Data for processing: Begin

PR #643, opened 2019-11-26
Disclosure accordion variant

chrisdo1:
## Disclosure accordion variant

* Link to discovery documentation (should contain all the planning and requirements for this work):
   - See the `DISCOVERY.md` template at the root of the project
* Link(s) to demo pages where this element can be viewed:

---

### What has changed and why
* When an accordion has only one header/panel coupling it displays as a `disclosure`: the entire header has a 1px border when collapsed and the chevron moves to the left side of the header.

### Testing instructions
1. Go to the `/en/search` page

Data for processing: End

__What is needed__
Would you please write out the entire listing exactly?

__Written response__
PR #643, opened 2019-11-26
Disclosure accordion variant

chrisdo1:
## Disclosure accordion variant

* Link to discovery documentation (should contain all the planning and requirements for this work):
   - See the `DISCOVERY.md` template at the root of the project
* Link(s) to demo pages where this element can be viewed:

---

### What has changed and why
* When an accordion has only one header/panel coupling it displays as a `disclosure`: the entire header has a 1px border when collapsed and the chevron moves to the left side of the header.

### Testing instructions
1. Go to the `/en/search` page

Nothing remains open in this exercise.